Jakarta, tvOnenews.com- Ocha salah satu siswi yang mengikuti lomba cerdas cermat empat pilar MPR RI. Ia menjadi sorotan setelah penjelasannya dibantah oleh Juri.
Dalam video cerdas cermat empat pilar yang ditayangkan di Youtube MPR menuai ragam reaksi dari netizen dan tokoh publik, mulai dari Atalia Praratya dan Helmy Yahya, dan sebagainya.
Cerdasr cermat yang seharusnya berjalan lancar di awal sampai akhir, menarik perhatian kala penjelasan dan jawaban Josepha Alexandra atau Ocha siswi dari SMAN 1 Pontianak dibantah juri.
- Tangkapan layar YouTube MPRGOID
Dalam kesempatan itu, Ocah mencoba menjelaskan ulang jawaban yang ia sampaikan dalam permainan pertanyaan rebutan di Cerdas Cermat atau LCC itu.

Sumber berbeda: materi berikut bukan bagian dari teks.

PR #815, opened 2016-04-29
Use proper syntax for file filter.

### LINKED ISSUE #813: Excelinput throws error
When clicking the "EXCEL file name" - "value" field, Apsim throws an error. I've tried this in my simulations as well as in the standard toolbox, with the same result.

zur003:
Resolves #813 .

This small change fixes the immediate problem, which was a consequence of bad syntax in the file filter being passed to the FIleOpen dialog, but I don't want to mark it as resolved just yet, because what's really needed is a mechanism for passing in the correct file filter. In this specific case, we want to be able to look for *.xlsx files, not all files.

### DIFF
--- a/Models/PostSimulationTools/ExcelInput.cs
+++ b/Models/PostSimulationTools/ExcelInput.cs
@@ -46,6 +46,10 @@ namespace Models.PostSimulationTools
             }
         }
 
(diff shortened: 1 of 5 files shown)


zur003:
OK. The second set of changes should actually resolve the problem a bit better.

PR #844, opened 2016-05-16
Use "Management toolbox" as the label for the management toolbox.

### LINKED ISSUE #821: Wrong tab-name of "management toolbox"
The management toolbox tab is wrongly named "standard toolbox" (instead of "management toolbox"), see picture. This is confusing, because the "real" standard toolbox is also named "standard toolbox" in the tab.
management-toolbox

zur003:
Resolves #821


hol353:
retest this please Jenkins

Issue #65, opened 2015-04-30
Develop Chicory model


ndb01:

rcichota:
Chicory (Cichorium intybus) is a perennial forage herb that has increasingly been used as a forage in New Zealand and elsewhere.  The chicory plant produces leafy tops and has a thick deep taproot, it can be drought and pest tolerant.  Chicory is also characterised by high nutritional quality and potential to produce high dry matter yields.  It can be used for animal grazing or for silage production (in mixed swards), with good regrowth after harvest/graze.
Given the increasing use of chicory as forage, there is a good demand for a model that is able to simulate its growth and regrowth in APSIM. It is one of the forage crops considered in a New Zealand study with the objective of reducing N losses from grazing systems by manipulating the mix of forages grown, thus influencing N and water usage as well as animal diet. Chicory grows in temperate and subtropical climates, the forage and therefore the model will have a wide range of interest worldwide.

zur003:
Also of considerable interest in grazing systems in Australia.

PR #883, opened 2016-06-08
Feature/chicory model#65

rcichota:
Working on #65  - Chicory model, added few outputs to organ arbitrator


rcichota:
retest this please Jenkins

hol353:
Seems to be more than just a few outputs. Perhaps @HamishBrownPFR  can have a look at this given that it looks like changes to the organ arbitrator.

Also, I don't like the removal of the exception in MicroClimate. Need to reinstate that somehow.

HamishBrownPFR:
I will have a close look as soon as I can.

PR #885, opened 2016-06-08
Feature/specific root length#73

rcichota:
Working on #73 - setting specific root length and initial root DM as IFunction


hol353:
Rogerio, can you reinstate the MicroClimate exception.

hol353:
Rogerio, this pull request hasn't been merged yet and can't be because it is not up-to-date. If you want to keep these changes, you'll need to do a pull and then a push on this branch.

rcichota:
Getting this branch up to date, changes in this issue are:
1) Changed InitialDM and SpecificRootLength from variables to IFunction, the first to expose it in the interface and to conform with SimpleLeaf, the second to allow changes as function of plant age. I also changed the units of SpecificRootLength from mm/g to m/g. This gives a more sensible magnitude and it is the units used in most publications
2) Changed the test for GreenCover in MicroClimate (again) to use tolerance of 1^-10 (1^-9 is the maximum send by plants so some values send that should be within (equal) MicroClimate's limits, but aren't because of numerical precision...)

Issue #877, opened 2016-06-06
New Stock Model


her123:
Add the GrazPlan Stock component.

her123:
The Stock component is now functioning. It eats supplement, and transfers urine to SoilNitrogen and faeces to SurfaceOrganicMatter.

hol353:
Neville

This now needs to go to the Reference Panel. They will want to see some documentation and validation that demonstrate that it works. What tests have you got?

sarahcleary:
@APSIMInitiative/reference-panel - this is ready for review.  Call for possible reviewers?  or offers to review?

hol353:
Nearly ready for review - later today it should be. I'll let you know.

hol353:
@sarahcleary This is now ready for review. Possible reviewer: Matthew Harrison.

sarahcleary:
@APSIMInitiative/reference-panel -  any other suggestions or confirmation with @hol353's suggestion?

peter-devoil:
Di Mayberry?

hol353:
Di helped with creating some of the examples and was involved in some of the early workshops so not completely independent.

hol353:
What about @peter-devoil as a reviewer?

her123:
What about Lindsay?

sno036:
@peter-devoil  and Matt Harrison I reckon

sarahcleary:
@APSIMInitiative/reference-panel - any comments on the above suggestions?

jbrider:
Pete and Matt sound like great choices.

Are there more validation datasets available?

hol353:
No unfortunately. At a workshop a couple of years ago Andrew Moore was tasked with trying to find additional validation datasets. Apparently they are not easy to come by.

sarahcleary:
@m8harrison and @peter-devoil - are you both happy (and have time) to review this new model?

peter-devoil:
No. Such a formative component needs an international reviewer with broader scope / experience than I. I'm still asking around for one over email.

m8harrison:
Happy to do this but it will need for be next financial year as I have several commitments before June 30. Thanks for the invitation Sarah.

sno036:
Thanks @m8harrison - next FY is fine!

peter-devoil:
[...]

PR #886, opened 2016-06-10
GrazPlan Stock

her123:
working on  #877

retest this please Jenkins


hol353:
An excellent start. Needs a refactor at some point to make it look more APSIM like. e.g. prefixing type and variable names with a T or b for boolean or f for float etc isn't recommended by Microsoft. Also there seems to be XML parsing happening. Nothing else in ApsimX has a need to parse XML.

her123:
It's mostly complete. No interface from plant or AgPasture yet. The animals can eat supplement, deposit urine to SoilNitrogen and faeces to SurfaceOrganicMatter. The variable naming is because it's a direct port from the original code. This refactoring can be done. Apologies for the xml parsing. Future task. Will shortly work up a test simulation for a feedlot that replicates the original AusFarm outputs.

PR #894, opened 2016-06-16
Allow plant to die as population decrease and retranslocation on SimpleLeaf

rcichota:
Working on #65  - Chicory model
1) I've changed Population from a field to property, this allows to check the value being set, if population is zero then clear the SowingData (effectively setting IsAlive to False).
 2) I've changed the methods DMSupply and NSupply on GenericOrgan (and so in SimpleLeaf) so that retranslocation can be set to leaf too. I did this by removing the calculations from those methods and created functions to compute reallocated and retranslocated (N and DM), which are called. For consistency I did it too for NUptake. I am not sure not whether these function should be set to overrideable. Ideally Root and Leaf would also have the retranslocation enables, but I did not do it now. Should they inherit GenericOrgan and so have that capability?

### DIFF
--- a/Models/Plant/Organs/GenericOrgan.cs
+++ b/Models/Plant/Organs/GenericOrgan.cs
@@ -193,25 +193,36 @@ namespace Models.PMF.Organs
                 PotentialDMAllocation = value.Structural + value.Metabolic;
             }
         }
+
         /// <summary>Gets or sets the dm supply.</summary>
         /// <value>The dm supply.</value>
         public override BiomassSupplyType DMSupply
         {
             get
             {
-                double _DMRetranslocationFactor = 0;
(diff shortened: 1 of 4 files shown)


hol353:
Rogerio

Can you make your new methods start with an uppercase e.g. availableNReallocation?

rcichota:
I have fixed the case of new methods (I had them initially as private, hence the lower case)
I also changed a bit the death of plant due to population decline, now if population is near zero it will call the EndCrop method to actually end the plant (so any procedure needed at this stage is covered without need to reduplicate code. That includes transfer of any plant material to surface OM, zeroing variables etc)

rcichota:
And had to make sure the plant is alive before allowing it to die...

PR #897, opened 2016-06-20
Feature/chicory model#65

rcichota:
Working on #65  - Chicory model
1) Set maximum green cover sent to MicoClimate to 1-10^-9, and set the test in microClimate to this value. This is a bit less stringent than before, which was based of float not double type (Talked to Val about this)
2) Added outputs for DetachedWt and DetachedN (the amounts send by plant to either SurfaceOM or SoilFOM). So one can now track mass balance more easily
3) Change the SetFraction method in plant to allow setting the biomass type (live or dead). I've added the extra argument as optional, with default on 'live' (as it seems most organs were using only live (only leaf seem to have explicitly consider both live and dead). Several simulations had to be updated to account for this change. I expect some diffs in this first merge attempt.
4) Organised the return of dead material from roots to soil. I've removed some redundant code by setting a method to do the return. There were three places where the code was doing just that, now they only call the new method (and sorry, I did shuffle the declaration of few variables and methods to put some order on the file and make easy to follow (for me)).

### DIFF
--- a/Models/MicroClimate.cs
+++ b/Models/MicroClimate.cs
@@ -516,9 +516,9 @@ namespace Models
             {
                 CanopyType componentData = Canopies[j];
 
-                if (MathUtilities.FloatsAreEqual(Canopies[j].Canopy.CoverGreen, 1.0, 1E-05))
+                if (MathUtilities.FloatsAreEqual(Canopies[j].Canopy.CoverGreen, 1.0, 1E-09))
                 {
-                    throw new Exception("Unrealistically high cover value in MicroMet i.e. > -.9999");
+                    throw new Exception("Unrealistically high cover value in MicroMet i.e. > 0.999999999");
                 }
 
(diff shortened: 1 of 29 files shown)


hol353:
Not sure about these new events in root.cs:
    public event NitrogenChangedDelegate NitrogenChanged;
    public event WaterChangedDelegate WaterChanged;

I know that's how we did it in APSIM 7.x but I'm trying to move away from events where possible. Why do you need events? Why not just set NO3, NH4 and SW directly?

rcichota:
I found couple of issues related to splitting the FractionToRemove and FractionToResidue into live and dead material. I fixed the comparison where the default value is overwritten by user values, and I made sure the routines in Leaf (actually one in LeafCohort) and BaseOrgan are the same (Before baseOrgan only considered one fraction). I also added outputs for RemoveWt and RemoveN to ease tracking DM changes.

PR #929, opened 2016-07-17
Refactor leaf appearance code

HamishBrownPFR:
working on #930 

@hol353 @byzheng @hut104  @aldoherty  

The code in structure and leaf that controls leaf cohort initiation and appearance was a mess.  It was trying to enable things to be done multiple ways but was to complex and difficult to maintain.  I have refactored the code to address this problem and enable a bug to be fixed.  

The concept is now that the structure class controls both the initiation of new cohorts and their appearance and subsequent growth.  Leaf looks after the cohorts after they are initiated and deals with them when they appear and start growing.  Doing this meant we could get rid of the reciporical setting of variables between leaf and structure.  Now leaf does not set anything in sturcture.

The parameter central to everything is Structure.LeafTipsAppeared which was called MainStemNodeNo but I have renamed it to a more accurate description.  This drives the initiation of new cohorts and the appearance of these cohorts when their tips become visiable.  

At Germination the number of cohorts that are specified in the LeafClass are initialised.
At Emergence any of these cohorts that have a non-zero area are appeared.
After emergence, every time LeafTipsAppeared increases by 1 an new cohort is initiated and a new leaf appears.  This way the number of cohorts says infront of the number of tips by the number of cohorts that were initiated
Cohorts are initiated until cohort number equals final leaf number.  This is the other major change as previously cohorts were initiat at the rate specified by MainStemPrimordiaInitionRate.  Thus a funal leaf number could be set by terminating primordia initiation.  This is no longer possible and a MainStemFinalLeafNumber must be set.  This is most impotant for Maize and I will describe this a bit more below.  I have gone away from using a primordia initation rate because in most cases we were parameterising it to be committed vegetative organs, rathere that primordia, which was causing confustion.  It also made the code complex and hard to maintain.
Leaves continue to appear until final leaf number is reached.

I have checked all models.  this will only affect models using the cohorting leaf model (and the structure class which is a dependency).
The biggest change is for maize.  Previously final leaf number was predicted by the number of cohorts initiated at emergence (6) and the number that were initiated between emergence and floral initiation.  This was determined by the primordia initiation rate (half of the phyllochorn) and the duration of the phases from emergence to FloralInitiation.  Once the crop reached FI cohort initiation stopped and FLN was therefore set.
Now there are two cohorts at emergence and they are initiated at the same rate as the leaf tips appear until they reach the value of MainStemFinalLeafNumber.  Therefore MainStemFinalLeafNumber is modeled more explicitly.  To do this in maize MainStemFinalLeafNumber is calculated as the sum of 6 and the mean plastochron from emergence to terminal spikelet divided by the tt duration from emergence to terminal spikelet.  This provides a prediction of FLN that gradually changes as the crop develops because phyllochron (what plastochron is derived from) changes and the tt duration can also change. 
FLN is used in other functions in the model and the change in the shape of FLN over time has influences some other parameterisations.  These have been refitted and the performance of the model is as good (even slightly better) than it was prior to the change.

For other models FLN was a simple constant and this change has had minor impact.


HamishBrownPFR:
retest this please jenkins

byzheng:
@HamishBrownPFR Thanks for refactoring leaf cohort model. Current model is much simple to understand. I am going through your changes to understand them.

I noticed you add a new parameter `MinimumLeafNumber` with default value 9 for most of genotypes. 

We have conducted a field experiment with pre-vernalization and extended photoperiod in 2014 for 84 wheat cultivars. The final leaf number can be expected as the minimum leaf number. 

The results indicated the minimum leaf number are 7 or 8 for most of genotypes. Only a few cultivars has leaf number 9 (see attachment).

rplot

It will be worth to add our observations into  APSIMX. Can send you the full table if you need.

HamishBrownPFR:
Thanks Bangyou.

The current parameters were just copied across all cultivars to get it running and yet to be set properly.

I agree that the Min leaf number for Australian varieties will be 6-8

PR #1014, opened 2016-08-03
Phenologychart

### LINKED ISSUE #811: Graphing of Phenological stages
It is really helpful to see when phenology events occurred in interpreting some graphs, particularly for debugging.  There is a string output called Phenlolgy.CurrentStagename which is given a non-"" value on the day phase changes occur.  Is there some way of plotting these names against the date that they occur so we can quickly see when they occured.

hol353:
Resolves #811


hol353:
retest this please jenkins

PR #800, opened 2022-06-03
HYC-1445: update dependencies to latest minor version

cazzerson:


bbpennel:
Included in https://github.com/UNC-Libraries/hy-c/pull/804

PR #803, opened 2022-06-15
Update to passenger 6

lfarrell:
https://jira.lib.unc.edu/browse/HYC-1454


lfarrell:
Changing build environments in the middle of a check apparently wasn't a good idea as pr can't be merged.

PR #805, opened 2022-06-20
Fix deprecation warnings

lfarrell:
https://jira.lib.unc.edu/browse/HYC-1448


bbpennel (approved):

Kala masuk babak pertanyaan rebutan mengenai prosedur pemilihan anggota BPK dilemparkan oleh juri. Situasinya diawal ada Regu C dari SMAN 1 Pontianak yang menjawab,
"Anggota Badan Pemeriksa Keuangan dipilih oleh Dewan Perwakilan Rakyat dengan memperhatikan pertimbangan Dewan Perwakilan Daerah dan diresmikan oleh Presiden."
Dalam kesempatan yang sama, pihak juri kemudian memberikan pengurangan lima poin untuk jawaban regu C tersebut. Pertanyaan yang sama lantas dilempar kepada regu yang lain.
Kemudian regu B yang berasal dari SMAN 2 Sambas lalu menjawab, "Anggota Badan Pemeriksa Keuangan dipilih oleh Dewan Perwakilan Rakyat dengan memperhatikan pertimbangan Dewan Perwakilan Daerah dan diresmikan oleh Presiden."
- dok.kolase tvOnenews.com /YouTube MPR
Setelah itu juri kemudian menyatakan jawaban regu B adalah benar. "Ya, inti jawabannya sudah benar. Nilai sepuluh," kata dewan juri, Kepala Biro Pengkajian Setjen MPR RI Dyastasita W.B.
Regu C lantas menyampaikan keberatan atas penilaian dewan juri.
"Dewan juri, izin, tadi kami menjawabnya sama seperti regu B. Sama," kata perwakilan regu, Ocha.
Menanggapi hal itu, Dyastasita mengatakan, "Tadi disebutkan regu C, ya, itu pertimbangan dari DPD-nya tidak ada. DPD tadi."
Atas keputusan juri tersebut menuai kritikan dan menjadi viral di media sosial dengan potongan video. Hal ini pula sudah direspons MPR.
Dengan begitu, MPR menyampaikan segera melakukan evaluasi menyeluruh terhadap aspek teknis pelaksanaan lomba.